Stored items
★ ★ ★

PR #1638, opened 2025-02-19
[IGNORE] DUMMY PR (testing somethings)

syeleti-msft:
## Type of Change

- [ ] Bug fix
- [ ] New feature
- [ ] Code quality improvement
- [ ] Other (describe):

## Description

- **Feature / Bug Fix**: (Brief description of the feature or issue being addressed)

## Checklist

- [ ] The purpose of this PR is explained in this or a referenced issue.
- [ ] Tests are included and/or updated for code changes.
- [ ] Documentation update required.
- [ ] Updates to module CHANGELOG.md are included.
- [ ] License headers are included in each file.

## Related Links
- [Issues](<link>)

PR #1847, opened 2025-06-30
Ashruti/throttle fix

ashruti-msft:
## Type of Change

- [x] Bug fix
- [ ] New feature
- [ ] Other (describe):

## Description

## Checklist

## Related Links
- [Issues](<link>)

### DIFF
--- a/component/block_cache/blockpool.go
+++ b/component/block_cache/blockpool.go
@@ -61,10 +61,11 @@ type BlockPool struct {
 	// Number of block that this pool can handle at max
 	maxBlocks uint32
 
-	// Add these:
+	// Total number of blocks allocated to the pool
 	totalBlocks uint32
-	capBlocks   uint32
-	mu          sync.Mutex
+
+	// Mutex to protect the totalBlocks count
+	mu sync.Mutex
 }
 
 // NewBlockPool allocates a new pool of blocks
@@ -81,9 +82,8 @@ func NewBlockPool(blockSize uint64, memSize uint64) *BlockPool {
 	pool := &BlockPool{
 		blocksCh:     make(chan *Block, poolBlockCount-1),
 		resetBlockCh: make(chan *Block, poolBlockCount-1),
-		maxBlocks:    uint32(poolBlockCount),
+		maxBlocks:    uint32(blockCount),
 		blockSize:    blockSize,
-		capBlocks:    uint32(blockCount),
 		totalBlocks:  uint32(poolBlockCount),
 	}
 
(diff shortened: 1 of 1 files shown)


component/block_cache/blockpool.go
```diff
@@ -109,63 +116,61 @@ func (pool *BlockPool) Terminate() {
...
 		}
-		_ = b.Delete()
+		_ = block.Delete()
 	}
 }
 
 // Usage provides % usage of this block pool
 func (pool *BlockPool) Usage() uint32 {
-	return ((pool.maxBlocks - (uint32)(len(pool.blocksCh)+len(pool.resetBlockCh))) * 100) / pool.maxBlocks
+	return ((pool.maxBlocks - (uint32)(len(pool.blocksCh)+len(pool.priorityCh))) * 100) / pool.maxBlocks
```
bhansalivikas: We shall count the resetBlockCh as well here, as there might be blocks in that channel which are waiting to be reset

component/block_cache/blockpool.go
```diff
@@ -109,63 +116,61 @@ func (pool *BlockPool) Terminate() {
...
+	var block *Block = nil
 
 	select {
-	case b = <-pool.blocksCh:
+	case block = <-pool.priorityCh:
+		break
+	case block = <-pool.blocksCh:
 		break
-
-	default:
```
syeleti-msft, line 138: Removing the default block would make the blobfuse process stuck when the blocks are all used by the other file handles. and all of them are not willing to close the file. This would make the callback stuck and wait indefinitely, ideally this is not good for the user. Also afterwards if we hold enough number of callbacks the entire blobfuse goes unresponsive that is not good. Lets keep this for now to not get other issues.

syeleti-msft (commented):
removing the issue as it is not related to this PR

component/block_cache/blockpool.go
anu-avocado: Currently we are facing a memory leak issue due to the allocation of blocks on the mustGet call leading to blobfuse crash. To fix this issue and also honour our config we have to make mustget wait in case we run out of blocks. We have created a different channel for priority blocks to help make the wait time less but at the end of the day if we run out of memory user should be responsible to increase the limit in config instead of us spilling over like we used to.

syeleti-msft: > user should be responsible to increase the limit in config instead of us spilling over like we used to.

This is the problem right if we block the read/write callbacks for indefinite amount of time, how the user would know?
The removal of the default block would make the entire blobfuse responsive in some scenarios.

syeleti-msft: All the fuse callbacks must complete in some finite amount of time, else return the return with appropriate error to tell the user application what has happened.

blobfuse2-nightly.yaml
syeleti-msft, line 1: This was taken care in this PR https://github.com/Azure/azure-storage-fuse/pull/1638, pls revert this file

anu-avocado: this caused some failure in pipeline so we are intentitonally deleting this part here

★ ★ ★

Work order: The complete data is to be transcribed verbatim.

Task response:
PR #1638, opened 2025-02-19
[IGNORE] DUMMY PR (testing somethings)

syeleti-msft:
## Type of Change

- [ ] Bug fix
- [ ] New feature
- [ ] Code quality improvement
- [ ] Other (describe):

## Description

- **Feature / Bug Fix**: (Brief description of the feature or issue being addressed)

## Checklist

- [ ] The purpose of this PR is explained in this or a referenced issue.
- [ ] Tests are included and/or updated for code changes.
- [ ] Documentation update required.
- [ ] Updates to module CHANGELOG.md are included.
- [ ] License headers are included in each file.

## Related Links
- [Issues](<link>)

PR #1847, opened 2025-06-30
Ashruti/throttle fix

ashruti-msft:
## Type of Change

- [x] Bug fix
- [ ] New feature
- [ ] Other (describe):

## Description

## Checklist

## Related Links
- [Issues](<link>)

### DIFF
--- a/component/block_cache/blockpool.go
+++ b/component/block_cache/blockpool.go
@@ -61,10 +61,11 @@ type BlockPool struct {
 	// Number of block that this pool can handle at max
 	maxBlocks uint32
 
-	// Add these:
+	// Total number of blocks allocated to the pool
 	totalBlocks uint32
-	capBlocks   uint32
-	mu          sync.Mutex
+
+	// Mutex to protect the totalBlocks count
+	mu sync.Mutex
 }
 
 // NewBlockPool allocates a new pool of blocks
@@ -81,9 +82,8 @@ func NewBlockPool(blockSize uint64, memSize uint64) *BlockPool {
 	pool := &BlockPool{
 		blocksCh:     make(chan *Block, poolBlockCount-1),
 		resetBlockCh: make(chan *Block, poolBlockCount-1),
-		maxBlocks:    uint32(poolBlockCount),
+		maxBlocks:    uint32(blockCount),
 		blockSize:    blockSize,
-		capBlocks:    uint32(blockCount),
 		totalBlocks:  uint32(poolBlockCount),
 	}
 
(diff shortened: 1 of 1 files shown)


component/block_cache/blockpool.go
```diff
@@ -109,63 +116,61 @@ func (pool *BlockPool) Terminate() {
...
 		}
-		_ = b.Delete()
+		_ = block.Delete()
 	}
 }
 
 // Usage provides % usage of this block pool
 func (pool *BlockPool) Usage() uint32 {
-	return ((pool.maxBlocks - (uint32)(len(pool.blocksCh)+len(pool.resetBlockCh))) * 100) / pool.maxBlocks
+	return ((pool.maxBlocks - (uint32)(len(pool.blocksCh)+len(pool.priorityCh))) * 100) / pool.maxBlocks
```
bhansalivikas: We shall count the resetBlockCh as well here, as there might be blocks in that channel which are waiting to be reset

component/block_cache/blockpool.go
```diff
@@ -109,63 +116,61 @@ func (pool *BlockPool) Terminate() {
...
+	var block *Block = nil
 
 	select {
-	case b = <-pool.blocksCh:
+	case block = <-pool.priorityCh:
+		break
+	case block = <-pool.blocksCh:
 		break
-
-	default:
```
syeleti-msft, line 138: Removing the default block would make the blobfuse process stuck when the blocks are all used by the other file handles. and all of them are not willing to close the file. This would make the callback stuck and wait indefinitely, ideally this is not good for the user. Also afterwards if we hold enough number of callbacks the entire blobfuse goes unresponsive that is not good. Lets keep this for now to not get other issues.

syeleti-msft (commented):
removing the issue as it is not related to this PR

component/block_cache/blockpool.go
anu-avocado: Currently we are facing a memory leak issue due to the allocation of blocks on the mustGet call leading to blobfuse crash. To fix this issue and also honour our config we have to make mustget wait in case we run out of blocks. We have created a different channel for priority blocks to help make the wait time less but at the end of the day if we run out of memory user should be responsible to increase the limit in config instead of us spilling over like we used to.

syeleti-msft: > user should be responsible to increase the limit in config instead of us spilling over like we used to.

This is the problem right if we block the read/write callbacks for indefinite amount of time, how the user would know?
The removal of the default block would make the entire blobfuse responsive in some scenarios.

syeleti-msft: All the fuse callbacks must complete in some finite amount of time, else return the return with appropriate error to tell the user application what has happened.

blobfuse2-nightly.yaml
syeleti-msft, line 1: This was taken care in this PR https://github.com/Azure/azure-storage-fuse/pull/1638, pls revert this file

anu-avocado: this caused some failure in pipeline so we are intentitonally deleting this part here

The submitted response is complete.